=== TASK TO COMPLETE ===
Your answer should consist of each line below that includes the word "resources".

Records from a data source
+===+

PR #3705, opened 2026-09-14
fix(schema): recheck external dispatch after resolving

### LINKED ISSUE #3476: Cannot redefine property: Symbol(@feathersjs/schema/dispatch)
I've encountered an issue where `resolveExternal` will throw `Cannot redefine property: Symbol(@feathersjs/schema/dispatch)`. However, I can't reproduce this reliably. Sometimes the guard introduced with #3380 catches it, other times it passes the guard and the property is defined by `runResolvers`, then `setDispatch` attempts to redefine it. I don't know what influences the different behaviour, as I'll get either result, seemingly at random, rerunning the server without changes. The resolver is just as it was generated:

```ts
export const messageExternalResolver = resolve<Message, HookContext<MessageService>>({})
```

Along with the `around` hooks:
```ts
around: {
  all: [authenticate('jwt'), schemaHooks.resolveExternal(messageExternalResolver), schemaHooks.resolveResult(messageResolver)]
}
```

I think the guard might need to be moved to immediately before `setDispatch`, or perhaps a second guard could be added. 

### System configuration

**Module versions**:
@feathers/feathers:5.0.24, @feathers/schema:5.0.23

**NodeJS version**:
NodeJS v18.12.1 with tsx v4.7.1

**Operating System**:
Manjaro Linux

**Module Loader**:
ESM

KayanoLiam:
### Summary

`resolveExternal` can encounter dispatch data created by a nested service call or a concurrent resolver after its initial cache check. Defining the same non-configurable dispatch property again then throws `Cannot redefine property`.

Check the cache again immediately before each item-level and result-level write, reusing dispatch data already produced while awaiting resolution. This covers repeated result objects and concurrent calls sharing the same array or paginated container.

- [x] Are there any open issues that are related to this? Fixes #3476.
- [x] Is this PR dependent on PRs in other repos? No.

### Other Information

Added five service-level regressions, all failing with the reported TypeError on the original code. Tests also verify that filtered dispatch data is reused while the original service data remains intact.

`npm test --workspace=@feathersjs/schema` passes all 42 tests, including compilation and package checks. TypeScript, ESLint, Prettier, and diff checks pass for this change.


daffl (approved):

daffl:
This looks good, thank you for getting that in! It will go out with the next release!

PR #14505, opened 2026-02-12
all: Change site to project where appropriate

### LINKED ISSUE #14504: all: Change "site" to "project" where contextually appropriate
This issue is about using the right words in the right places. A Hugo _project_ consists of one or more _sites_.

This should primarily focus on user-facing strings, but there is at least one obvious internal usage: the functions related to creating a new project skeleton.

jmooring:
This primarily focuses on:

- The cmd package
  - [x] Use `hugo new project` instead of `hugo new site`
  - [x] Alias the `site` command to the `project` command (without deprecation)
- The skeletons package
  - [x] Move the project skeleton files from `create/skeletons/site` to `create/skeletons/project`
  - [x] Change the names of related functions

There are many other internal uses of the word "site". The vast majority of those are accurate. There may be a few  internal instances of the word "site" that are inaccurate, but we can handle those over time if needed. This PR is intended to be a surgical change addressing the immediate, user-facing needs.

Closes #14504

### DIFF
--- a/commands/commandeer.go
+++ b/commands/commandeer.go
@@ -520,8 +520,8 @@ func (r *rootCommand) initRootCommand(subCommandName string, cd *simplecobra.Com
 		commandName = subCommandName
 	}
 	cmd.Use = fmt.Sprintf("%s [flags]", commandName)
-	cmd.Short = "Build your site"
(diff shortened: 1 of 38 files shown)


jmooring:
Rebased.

+===+

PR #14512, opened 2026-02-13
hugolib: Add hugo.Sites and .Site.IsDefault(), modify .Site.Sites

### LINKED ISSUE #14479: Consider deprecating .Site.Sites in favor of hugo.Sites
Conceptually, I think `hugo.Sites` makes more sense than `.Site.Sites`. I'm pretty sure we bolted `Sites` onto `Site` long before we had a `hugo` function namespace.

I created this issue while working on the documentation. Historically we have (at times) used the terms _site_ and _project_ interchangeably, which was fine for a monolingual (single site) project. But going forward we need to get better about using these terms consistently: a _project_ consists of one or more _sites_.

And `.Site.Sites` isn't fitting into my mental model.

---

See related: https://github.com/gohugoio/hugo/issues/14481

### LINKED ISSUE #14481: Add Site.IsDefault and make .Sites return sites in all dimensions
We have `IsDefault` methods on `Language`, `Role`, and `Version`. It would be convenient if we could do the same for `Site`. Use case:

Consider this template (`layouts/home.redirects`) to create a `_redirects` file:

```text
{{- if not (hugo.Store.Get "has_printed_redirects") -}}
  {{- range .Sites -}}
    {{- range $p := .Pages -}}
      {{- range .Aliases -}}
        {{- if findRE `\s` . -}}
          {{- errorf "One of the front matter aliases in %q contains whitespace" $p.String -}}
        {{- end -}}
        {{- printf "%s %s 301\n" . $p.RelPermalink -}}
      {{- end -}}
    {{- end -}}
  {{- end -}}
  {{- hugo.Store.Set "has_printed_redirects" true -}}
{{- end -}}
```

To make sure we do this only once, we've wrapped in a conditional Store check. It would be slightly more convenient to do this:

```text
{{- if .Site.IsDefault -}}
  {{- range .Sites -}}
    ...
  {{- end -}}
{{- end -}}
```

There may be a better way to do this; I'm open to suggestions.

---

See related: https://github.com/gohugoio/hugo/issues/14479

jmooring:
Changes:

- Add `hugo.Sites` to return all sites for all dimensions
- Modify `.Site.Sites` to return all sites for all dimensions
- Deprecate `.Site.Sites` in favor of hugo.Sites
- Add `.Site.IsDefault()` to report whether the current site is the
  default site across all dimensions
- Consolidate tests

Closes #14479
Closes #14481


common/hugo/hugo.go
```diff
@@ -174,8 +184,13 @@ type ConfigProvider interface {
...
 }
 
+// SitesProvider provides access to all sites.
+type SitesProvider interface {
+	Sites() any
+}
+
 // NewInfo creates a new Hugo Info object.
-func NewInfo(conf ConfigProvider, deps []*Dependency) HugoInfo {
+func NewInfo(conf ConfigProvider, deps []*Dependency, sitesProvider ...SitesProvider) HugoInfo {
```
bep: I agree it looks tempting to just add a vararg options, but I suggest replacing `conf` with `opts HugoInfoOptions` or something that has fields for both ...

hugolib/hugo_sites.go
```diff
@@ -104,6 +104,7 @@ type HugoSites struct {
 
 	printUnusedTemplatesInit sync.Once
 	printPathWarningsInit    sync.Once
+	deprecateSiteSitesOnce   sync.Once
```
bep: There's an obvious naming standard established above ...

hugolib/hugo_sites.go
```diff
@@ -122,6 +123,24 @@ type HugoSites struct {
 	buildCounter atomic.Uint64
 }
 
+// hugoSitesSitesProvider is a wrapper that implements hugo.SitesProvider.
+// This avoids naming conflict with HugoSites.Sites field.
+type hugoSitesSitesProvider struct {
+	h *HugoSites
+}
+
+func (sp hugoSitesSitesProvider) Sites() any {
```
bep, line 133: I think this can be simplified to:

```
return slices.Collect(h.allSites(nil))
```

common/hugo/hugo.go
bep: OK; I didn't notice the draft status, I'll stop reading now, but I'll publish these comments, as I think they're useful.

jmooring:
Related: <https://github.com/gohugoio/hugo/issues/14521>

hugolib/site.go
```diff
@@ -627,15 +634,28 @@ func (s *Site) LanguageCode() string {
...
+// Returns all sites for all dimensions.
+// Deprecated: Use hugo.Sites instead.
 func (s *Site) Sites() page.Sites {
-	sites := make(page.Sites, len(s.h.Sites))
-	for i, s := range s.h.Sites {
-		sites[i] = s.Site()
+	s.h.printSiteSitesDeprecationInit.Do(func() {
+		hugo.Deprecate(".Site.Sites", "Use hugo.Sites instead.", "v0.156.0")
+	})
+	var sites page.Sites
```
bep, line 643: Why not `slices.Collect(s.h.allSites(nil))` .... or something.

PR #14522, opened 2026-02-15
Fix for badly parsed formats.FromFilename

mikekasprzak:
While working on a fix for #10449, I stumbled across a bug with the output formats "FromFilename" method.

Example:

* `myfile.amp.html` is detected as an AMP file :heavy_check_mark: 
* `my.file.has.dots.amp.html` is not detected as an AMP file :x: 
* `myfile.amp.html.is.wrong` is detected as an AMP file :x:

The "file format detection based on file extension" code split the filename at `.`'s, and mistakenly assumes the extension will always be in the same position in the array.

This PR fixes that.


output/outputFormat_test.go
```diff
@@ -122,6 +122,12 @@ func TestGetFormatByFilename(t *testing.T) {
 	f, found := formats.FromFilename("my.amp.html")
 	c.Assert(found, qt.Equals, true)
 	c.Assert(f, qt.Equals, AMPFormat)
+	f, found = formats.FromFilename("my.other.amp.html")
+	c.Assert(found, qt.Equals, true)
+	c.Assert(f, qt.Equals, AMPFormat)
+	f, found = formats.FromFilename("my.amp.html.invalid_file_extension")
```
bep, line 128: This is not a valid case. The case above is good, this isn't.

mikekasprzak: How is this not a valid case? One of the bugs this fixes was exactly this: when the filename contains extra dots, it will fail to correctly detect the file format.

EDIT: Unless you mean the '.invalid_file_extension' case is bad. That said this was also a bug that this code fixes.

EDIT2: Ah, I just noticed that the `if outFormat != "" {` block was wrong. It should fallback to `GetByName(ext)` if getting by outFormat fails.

+===+

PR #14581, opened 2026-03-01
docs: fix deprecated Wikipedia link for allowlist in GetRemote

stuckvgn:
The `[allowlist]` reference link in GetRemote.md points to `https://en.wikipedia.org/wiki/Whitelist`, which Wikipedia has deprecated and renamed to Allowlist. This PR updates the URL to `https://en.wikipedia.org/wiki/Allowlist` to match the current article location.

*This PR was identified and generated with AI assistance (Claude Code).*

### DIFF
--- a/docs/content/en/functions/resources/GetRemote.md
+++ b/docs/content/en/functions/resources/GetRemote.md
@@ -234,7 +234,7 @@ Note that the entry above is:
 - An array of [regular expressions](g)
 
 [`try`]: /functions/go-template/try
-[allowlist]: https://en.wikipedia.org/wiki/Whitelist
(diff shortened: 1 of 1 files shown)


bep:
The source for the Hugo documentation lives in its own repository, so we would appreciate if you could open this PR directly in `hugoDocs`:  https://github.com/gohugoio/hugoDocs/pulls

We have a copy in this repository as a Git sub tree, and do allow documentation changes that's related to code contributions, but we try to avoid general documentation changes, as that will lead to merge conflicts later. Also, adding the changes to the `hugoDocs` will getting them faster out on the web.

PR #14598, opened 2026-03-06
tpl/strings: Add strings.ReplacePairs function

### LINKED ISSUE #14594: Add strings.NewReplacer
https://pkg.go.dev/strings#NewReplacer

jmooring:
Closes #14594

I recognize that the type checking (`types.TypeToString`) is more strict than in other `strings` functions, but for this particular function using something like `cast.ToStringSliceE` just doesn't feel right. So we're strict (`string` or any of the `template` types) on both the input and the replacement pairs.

+===+

=== ANSWER TO THE PROBLEM ===
--- a/docs/content/en/functions/resources/GetRemote.md
+++ b/docs/content/en/functions/resources/GetRemote.md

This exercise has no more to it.